EXERCISE REQUIREMENTS →
A line qualifies if it holds the string "static". Copy every qualifying line from the records.

DATASET EXTRACT →
PR #1088, opened 2018-02-13
Document overflow methods

kylekatarnls:
Documentation for:
- static useMonthsOverflow
- static resetMonthsOverflow
- static shouldOverflowMonths
- addMonthsWithOverflow
- addMonthWithOverflow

RESPONSE TO THE TASK →
- static useMonthsOverflow
- static resetMonthsOverflow
- static shouldOverflowMonths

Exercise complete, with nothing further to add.